Note
Go to the end to download the full example code.
Quality control (QC) reports with mne.Report#
Quality control (QC) is the process of systematically inspecting M/EEG data throughout all stages of an analysis pipeline, including raw data, intermediate preprocessing steps, and derived results.
While QC often begins with an initial inspection of the raw recording, it is equally important to verify that signals continue to “look reasonable” after operations such as filtering, artifact correction, epoching, and averaging. Issues introduced or missed at any stage can propagate downstream and invalidate later analyses.
This tutorial demonstrates how to create a single, narrative QC report
using mne.Report, focusing on what should be inspected and how the
results should be interpreted, rather than exhaustively covering the API.

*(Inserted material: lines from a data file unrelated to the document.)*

PR #3110, opened 2026-04-13
fix(agent): drain injection queue on error/edge-case exit paths

chengyongru:
## Summary

- When the agent runner exits due to LLM error, tool error, empty response, or max_iterations, it `break`s without draining the pending injection queue, causing leftover messages to be re-published as independent inbound messages — resulting in duplicate/confusing replies
- Extract injection drain logic into `_try_drain_injections` helper and call it before each `break` in all 4 error/edge-case paths
- Refactor the normal final-response path to use the same helper, eliminating code duplication

## Test plan

- [x] `test_drain_injections_on_fatal_tool_error` — verifies injection drain after fatal tool error
- [x] `test_drain_injections_on_llm_error` — verifies injection drain after LLM error
- [x] `test_drain_injections_on_empty_final_response` — verifies injection drain after empty response
- [x] `test_drain_injections_on_max_iterations` — verifies injection consumed from queue to prevent re-publish
- [x] All 70 existing runner + dream tests pass

### DIFF
--- a/nanobot/agent/runner.py
+++ b/nanobot/agent/runner.py
@@ -134,6 +134,36 @@ class AgentRunner:
                 continue
             messages.append(injection)
 
+    async def _try_drain_injections(
+        self,
+        spec: AgentRunSpec,
+        messages: list[dict[str, Any]],
+        assistant_message: dict[str, Any] | None,
+        injection_cycles: int,
+        *,
+        phase: str = "after error",
+    ) -> tuple[bool, int]:
+        """Drain pending injections. Returns (should_continue, updated_cycles).
+
+        If injections are found and we haven't exceeded _MAX_INJECTION_CYCLES,
+        append them to *messages* and return (True, cycles+1) so the caller
+        continues the iteration loop.  Otherwise return (False, cycles).
+        """
+        if injection_cycles >= _MAX_INJECTION_CYCLES:
+            return False, injection_cycles
+        injections = await self._drain_injections(spec)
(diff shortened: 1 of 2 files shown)


Re-bin (approved):
I took another careful pass through this PR and added one follow-up fix commit. In its current state, this PR is ready to merge.

The main idea of the original PR is sound: it centralizes injection draining into `_try_drain_injections()` and applies it consistently across `tool_error`, `LLM error`, `empty_final_response`, and `max_iterations` exit paths. That fixes the earlier behavior where pending follow-up messages could survive until `_dispatch` cleanup and get re-published as separate inbound messages, producing fragmented or duplicate replies. The overall direction is correct, and the added regression coverage is mostly on point.

While reviewing, I found one additional edge-case bug: if a follow-up arrives only after the final iteration has already finished and is drained during `max_iterations` shutdown, the runner appends that follow-up into history but does not set `had_injections = True`. That leaves loop-level logic with an inconsistent view of what happened and can affect `MessageTool` response suppression. I pushed a fix for that here:
- `c3210944 fix(runner): preserve injection flag after max-iteration drain`

That follow-up change also adds:
- an assertion that `result.had_injections is True` in the existing `max_iterations` test
- a new regression test covering the “late follow-up arrives after the last `after_iteration`” case

I re-ran:
- `python -m pytest tests/agent/test_dream.py -q`

Result: `72 passed`

With that follow-up fix included, this PR looks good to merge.

PR #3112, opened 2026-04-13
fix(config): return provider default api base in config resolution

morandot:
## Summary

Align `Config.get_api_base()` with provider defaults from the registry so config resolution matches runtime provider construction.

## Changes

- update `Config.get_api_base()` to return `default_api_base` when the matched provider defines one
- add focused config/selection tests covering default API base resolution for standard providers

## Test Plan

- [x] `pytest tests/cli/test_commands.py -q`

## Notes

- this is a standalone bug fix
- no new provider was added in this PR
- this makes config-level resolution consistent with existing runtime fallback behavior
- PR targets `upstream/nightly`


Re-bin (approved):

The intent is narrow, the boundary is clear, and the implementation solves the actual problem without making config resolution more permissive than necessary. Runtime provider construction already falls back to `default_api_base` for standard OpenAI-compatible providers, so aligning `Config.get_api_base()` with that behavior is the correct change.

I pulled in the latest `main`, resolved the merge, and reran the relevant tests locally:

- `pytest tests/cli/test_commands.py -q`
- `pytest tests/providers/test_custom_provider.py tests/providers/test_provider_retry.py -q`
- `pytest -q`

All of them passed locally.

PR #3124, opened 2026-04-14
feat(provider): enable Kimi thinking via extra_body for k2.5 and k2.6

razzh7:
## Summary
- Inject `thinking={"type": "enabled|disabled"}` via `extra_body` for Kimi thinking-capable models (`kimi-k2.5`, `k2.6-code-preview`).
- Add `_is_kimi_thinking_model` helper to handle both bare slugs and OpenRouter-style prefixed names (e.g. `moonshotai/kimi-k2.5`).
- `reasoning_effort="minimal"` maps to `disabled`; any other value enables it.
- Add tests for enabled/disabled states and OpenRouter prefix handling.

image
image

## Test plan
- [x] `pytest tests/providers/test_litellm_kwargs.py -q`

### DIFF
--- a/nanobot/providers/openai_compat_provider.py
+++ b/nanobot/providers/openai_compat_provider.py
@@ -43,6 +43,29 @@ _DEFAULT_OPENROUTER_HEADERS = {
     "X-OpenRouter-Title": "nanobot",
     "X-OpenRouter-Categories": "cli-agent,personal-agent",
 }
+_KIMI_THINKING_MODELS: frozenset[str] = frozenset({
+    "kimi-k2.5",
+    "k2.6-code-preview",
+})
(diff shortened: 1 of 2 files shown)


Re-bin (approved):

The intent is narrow, the boundary is clear, and the implementation adds the provider-specific Kimi thinking toggle only for the targeted models without widening behavior for unrelated OpenAI-compatible backends.

I pulled in the latest `main` and reran the relevant tests locally: `pytest tests/providers/test_litellm_kwargs.py -q` and the full suite (`1808 passed`).

Security-wise, this does not introduce a boundary change; it only adds a provider/model-specific request parameter for an already user-configurable reasoning path.

PR #3126, opened 2026-04-14
fix: keep cron runs silent until final output

### LINKED ISSUE #3064: Cron tasks send intermediate thinking messages instead of a single result

### LINKED ISSUE #3115: "deliver: false" is ignored when cron job agent turn produces any output
When a cron job payload has `deliver: false`, it should run silently without posting any message to the user. However, if the agent produces any output during the turn, that output is delivered regardless of the `deliver` flag.

**Steps to reproduce:**

1. Create a cron job with `deliver: false`
2. Give it a message that causes the agent to call tools or produce text output during the turn
3. Ensure `send_tool_hints: true` in the channel config (so tool hints are included in the response)
4. Observe that the output is delivered to the user

**Expected behavior:**

`deliver: false` should suppress all output from the cron job turn, regardless of what the agent produces.

**Root cause:**

In `nanobot/cli/commands.py`, `on_cron_job`:

```python
if isinstance(message_tool, MessageTool) and message_tool._sent_in_turn:
    return response  # returns regardless of deliver flag

if job.payload.deliver and job.payload.to and response:  # never reached
    ...
```

When the agent calls the message tool (even to send cleaned-up output), `_sent_in_turn` is set to `True` (line 108 in `agent/tools/message.py`). This triggers the early return before the `deliver` flag is ever evaluated.

**Proposed fix:**

Move the `deliver` gate before the `_sent_in_turn` bypass:

```python
if job.payload.deliver and isinstance(message_tool, MessageTool) and message_tool._sent_in_turn:
    return response
```

yeyitech:
## Summary
- make `deliver: false` cron jobs truly silent by suppressing progress/tool-hint output during the cron turn
- mute `message` tool delivery for the current silent cron task so internal sends do not leak to the user channel
- keep regular cron runs quiet too, so scheduled tasks only deliver the final result instead of intermediate thinking/progress noise
- preserve the existing no-duplicate-send shortcut when the message tool already delivered the final result

## Tests
- `.venv312/bin/pytest tests/cli/test_commands.py -k "gateway_cron_evaluator or silent_cron_suppresses_progress_and_message_tool_output or final_message_without_progress_noise" -q`
- `.venv312/bin/pytest tests/tools/test_message_tool_suppress.py -q`
- `.venv312/bin/ruff check nanobot/cli/commands.py nanobot/agent/tools/message.py tests/cli/test_commands.py tests/tools/test_message_tool_suppress.py`

Closes #3115
Closes #3064

### DIFF
--- a/nanobot/agent/tools/message.py
+++ b/nanobot/agent/tools/message.py
@@ -1,5 +1,6 @@
 """Message tool for sending messages to users."""
 
+from contextvars import ContextVar
 from typing import Any, Awaitable, Callable
 
 from nanobot.agent.tools.base import Tool, tool_parameters
@@ -34,6 +35,10 @@ class MessageTool(Tool):
         self._default_chat_id = default_chat_id
         self._default_message_id = default_message_id
         self._sent_in_turn: bool = False
+        self._delivery_suppressed: ContextVar[bool] = ContextVar(
+            "message_delivery_suppressed",
+            default=False,
+        )
 
     def set_context(self, channel: str, chat_id: str, message_id: str | None = None) -> None:
         """Set the current message context."""
@@ -48,6 +53,14 @@ class MessageTool(Tool):
     def start_turn(self) -> None:
         """Reset per-turn send tracking."""
         self._sent_in_turn = False
+
+    def set_delivery_suppressed(self, active: bool):
+        """Mute delivery for the current task without affecting other turns."""
+        return self._delivery_suppressed.set(active)
+
+    def reset_delivery_suppressed(self, token) -> None:
+        """Restore the previous delivery suppression state."""
+        self._delivery_suppressed.reset(token)
 
     @property
     def name(self) -> str:
@@ -73,7 +86,7 @@ class MessageTool(Tool):
     ) -> str:
         from nanobot.utils.helpers import strip_think
         content = strip_think(content)
-        
+
         channel = channel or self._default_channel
         chat_id = chat_id or self._default_chat_id
         # Only inherit default message_id when targeting the same channel+chat.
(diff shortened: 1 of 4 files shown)


chengyongru:
https://github.com/HKUDS/nanobot/issues/3115 has been fixed by https://github.com/HKUDS/nanobot/pull/3120, overlap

For clarity and reproducibility, the examples below focus on common QC checks applied at representative stages of an analysis pipeline. The same reporting approach can—and should—be reused whenever new processing steps are applied.
We use the MNE sample dataset for demonstration. Not all QC sections are applicable to every dataset (e.g., continuous head-position tracking), and this tutorial explicitly handles such cases.
Note
For several additional examples of complete reports, see the MNE-BIDS-Pipeline QC reports.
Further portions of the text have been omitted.